Anyone know which Spitfire he's about to crash?

Reactions: Bacon Bacon:
1 | Like List reactions


----------



## Airframes (Dec 6, 2013)

stona said:


> Numan is no mug and he knows how to fly.
> 
> He is a founding member of the "Harvard Formation Team" along with the late Norman Lees (killed in a Spitfire crash at Goodwood in 2000(?) ) and was instrumental in the formation of the "Radial Pair" aerobatic team which will be remembered by those who attended air shows in the UK during the nineties.
> 
> ...



Yep. I drove him down the grass runway at my local Aero Club - a short, bumpy runway, with a block of flats (and a cemetery!) at the end of it - so that he could see, and feel, where the lumps and bumps were, before taking off for his display in the Harvard. This was a year or two after he'd stuffed his other (twin) aircraft through a hedge, and he got a bit of a ribbing about that!


----------



## stona (Dec 6, 2013)

Airframes said:


> This was a year or two after he'd stuffed his other (twin) aircraft through a hedge, and he got a bit of a ribbing about that!



Indeed, you can do all that flying, even make a solo flight around the world.......then you run out of fuel once.......

Cheers

Steve


----------



## meatloaf109 (Dec 6, 2013)

Matt308 said:


> Angelina is constantly on his case about smoking pot. Just needed a high speed/high altitude, single seat airplane so she can't harsh his mellow.
> 
> [Please God don't let this numbnuts crash this priceless piece of history. Amen.]



I can't think of a more perfect example of "thinning the herd" about to happen.
Shame he's gonna prang a spit in the process....
Of course, he may surprise us all and be one of the greats. Right up there with John E., and Bader, Tuck, Sailor....
No, ....He's gonna prang that spit.
Let us all have a moment of silence for an icon. A cultural treasure, one that made us all glad and touched our hearts. The Spitfire.

Reactions: Like Like:
4 | Like List reactions


----------



## Aozora (Dec 6, 2013)

Here's hoping people don't start calling it a Spittfire...


----------



## Maxrobot1 (Dec 6, 2013)

You know he told his kids - "Don't tell mommy how much it cost, OK?"


----------



## meatloaf109 (Dec 6, 2013)

Aozora said:


> Here's hoping people don't start calling it a Spittfire...



Ahaa, haa, haa!
Don't think there will be time.
Probably a "Brad Splatt!"


----------



## pinsog (Dec 6, 2013)

The liberals will blame the crash and the death of a famous actor on the aircraft an then try to have Spitfires banned world wide.

"People don't kill people, guns and Spitfires do"

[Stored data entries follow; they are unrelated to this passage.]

PR #260, opened 2020-08-26
simpleReader struct

edotau:


edotau:
the simple reader struct are only minor tweaks to fileio.EasyReader. they could very well be programmed into EasyReader, but I will leave that up for discussion.

PR #267, opened 2020-08-29
Deference pointer

edotau:


fastq/fastqBig.go
```diff
@@ -36,7 +38,45 @@ func ToFastqBig(a *Fastq) *FastqBig {
...
+	copy(answer.SeqRc, answer.Seq)
+	dna.ReverseComplement(answer.SeqRc)
+
+	//performs two bit conversion
+	answer.Rainbow = dnaTwoBit.TwoBitRainbowDeReference(answer.Seq)
+	answer.RainbowRc = dnaTwoBit.TwoBitRainbowDeReference(answer.SeqRc)
+
+	line, done = fileio.ReadLine(reader)
+	if done {
+		return nil, true
```
craiglowe, line 71: Should checks like this be an error instead of returning nil and true?  Seems like this would mean we were reading a fq file that had not been fully written.

fastq/phredQual.go
```diff
@@ -16,18 +18,31 @@ func ToQualUint8(qual []rune) []uint8 {
 	return answer
 }
 
+// ToQual will convert a slice of bytes to uint8 and subtracting a 33 offset to the values
+func ToQual(qual []byte) []uint8 {
+	var answer []uint8 = make([]uint8, len(qual))
+	for i := 0; i < len(qual); i++ {
+		answer[i] = uint8(qual[i]) - asciiOffset
```
craiglowe, line 25: I don't think you need this conversion.  I believe that "byte" is not an actual type by itself.  I believe it is just an alternative name that can be used for uint8.  I believe "bytes" is just for humans and the compiler will see it as "uint8".

fastq/phredQual.go
```diff
@@ -16,18 +18,31 @@ func ToQualUint8(qual []rune) []uint8 {
 	return answer
 }
 
+// ToQual will convert a slice of bytes to uint8 and subtracting a 33 offset to the values
+func ToQual(qual []byte) []uint8 {
+	var answer []uint8 = make([]uint8, len(qual))
```
craiglowe, line 23: I don't think you need this copy here if you don't want it.  Since byte and uint8 should be the same type, you can just loop through "qual" subtracting 33 from each value.  However, depending on how you use this, you may be expecting []byte to be untouched or maybe overwritten, in which case you will need the copy.

giraf/convert.go
```diff
@@ -131,3 +130,54 @@ func fromStringToQual(s string) []uint8 {
...
+
+func ToString(g *Giraf) string {
+	buf := &strings.Builder{}
+	buf.Grow(400)
+	var err error
+	_, err = buf.WriteString(g.QName)
+	common.ExitIfError(err)
+	err = buf.WriteByte('\t')
+	common.ExitIfError(err)
+	_, err = buf.WriteString(strconv.Itoa(g.QStart))
```
craiglowe, line 142: Is the style of processing these values one-at-a-time chosen because fmt.Sprintf is slower?

craiglowe (approved):
Looks great!  Few small comments

DanielSnellings (approved):

rimangan (approved):

craiglowe (approved):
Great work!

PR #268, opened 2020-08-29
Detect mismatches during gsw traceback and store in byte cigar (no seq field)

DanielSnellings:
This was forked from erics simpleReader branch to include his compile error fixes. This should wait to be merged until SimpleReader is merged. 

Removed the fancy cigar conversion in gsw in favor of a hybrid between ByteCigar and FancyCigar - i.e. detects mismatches but does not store the seq

Only files in which changes were made are:
simpleGraph/localAlignment.go
simpleGraph/globalAlignment.go
simpleGraph/toGiraf.go


simpleGraph/localAlignment.go
```diff
@@ -120,9 +122,13 @@ func SmithWaterman(alpha []dna.Base, beta []dna.Base, scores [][]int64, gapPen i
 	return m[maxI][maxJ], route, minI, maxI, minJ, maxJ
 }
 
-func tripleMaxTrace(a int64, b int64, c int64) (int64, rune) {
+func tripleMaxTrace(prev int64, a int64, b int64, c int64) (int64, rune) {
```
edotau, line 125: why do we need to pass in prev? i am having a hard time wrapping why head around that

DanielSnellings: So the way tripleMaxTrace determines if it is a match or a mismatch is by determining if the score goes up (match) or down (mismatch). In order to determine how the score changed, I need to know what the score was from the previous iteration.

rimangan (approved):

craiglowe (approved):
Great work!

edotau (approved):

PR #269, opened 2020-08-29
Gsw aligner update

edotau:


edotau:
This pull request is is the sum of the earlier two. If I try to separate anything else out it gets difficult to tell if stuff compiles.

fastq/pairedEnd.go
```diff
@@ -121,3 +121,22 @@ func GoWriteFqPair(readOne string, readTwo string, data <-chan *PairedEnd) {
 	go WritingChan(readOne, readTwo, data, &wg)
 	wg.Wait()
 }
+
+// ReadFqBigPair will take 2 readers which will convert paired end read fastq files into a paired end FastqBig struct.
+// Note: while this function is return as a pointer, it's purpose is to be deferenced at the next function call.
+// In additon the pointers to read one and read two will also be dereference. When sending a pointer to a struct through
+// a channel, or a struct with pointers inside, memory allocated will be placed on the heap hindering performance.
+func ReadFqBigPair(readerOne *fileio.SimpleReader, readerTwo *fileio.SimpleReader) (*PairedEndBig, bool) {
```
DanielSnellings, line 129: Does sending the value as a pointer the dereferencing it in the subsequent function actually help performance? If the value is returned as a pointer then it will go to the heap and dereferencing it won't move it to the stack right?

edotau: In short yes, this has a dramatic effect on performance only if you are passing a struct through a channel. This about optimizing what goes through the channel. However, the downside to reading non-pointers inside a loop, you can no longer check for nil to exit the loop, so a small trick you can do is to initialize a pointer check for nil, and dereference it before you send it through the channel.

edotau: Also, i worry that the message is starting to get cloudy. I don't want it to seem like ALL heap allocations are bad, that is a very narrow point of view. This Read function addresses hold **_long_** the memory stays on the heap, not necessarily decreasing the the heap allocation.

News at 6. "Famous actor Brad Pitt was killed today by a Pitspire. A World War 1 German jet fighter that fought at Pearl Harbor. Details at 10"

Reactions: Like Like:
4 | Like List reactions


----------



## Airframes (Dec 6, 2013)

Ah! Maybe it's a R/C model Spitfire!
Well, we can live in hope, can't we .......................


----------



## Rogi (Dec 6, 2013)

Is it just me, or does 3.3mil seam "cheap" for a Spit


----------



## Airframes (Dec 6, 2013)

Nah, it's about 'the going rate', give or take half a mil, depending on the Mark.


----------



## GrauGeist (Dec 7, 2013)

Isn't somenody manufacturing a replica Spit these days?

Why not switch the vintage Spit for the replica...to be honest, Pitt doesn't know his a** from a hole in the ground, he sure as heck isn't going to know the difference between the replica and the real thing.

In the end the Spit is saved, the replica is mourned for the sacrifice it made and we don't have to hear about Pitt making atrocious movies anymore...it's a win-win deal all the way around!

Reactions: Like Like:
1 | Like List reactions


----------



## Rick65 (Dec 7, 2013)

Isn't it great that another person with money and a public profile is passionate enough about Warbirds to get involved.
Hopefully he will use his assets,connections and time to get adequate training before even considering flying the plane and it will be a good story for all.


----------



## muskeg13 (Dec 7, 2013)

Sorry, but I have to disagree with the majority. If Mr. Pitt wants to drive a Sherman Tank and fly/own a Spitfire, I say, "Good on him!" Maybe he's figured out the debt we all owe "The Greatest Generation." No matter how much we complain, none of us would be living the way we do today, or maybe even be speaking the language we do, if the"boys" of 39-45 were as lazy, indifferent, and snarky as we are today.


----------



## DVH (Dec 7, 2013)

Now thats funny writing, pinsog.


----------



## A4K (Dec 7, 2013)

muskeg13 said:


> Sorry, but I have to disagree with the majority. If Mr. Pitt wants to drive a Sherman Tank and fly/own a Spitfire, I say, "Good on him!" Maybe he's figured out the debt we all owe "The Greatest Generation." No matter how much we complain, none of us would be living the way we do today, or maybe even be speaking the language we do, if the"boys" of 39-45 were as lazy, indifferent, and snarky as we are today.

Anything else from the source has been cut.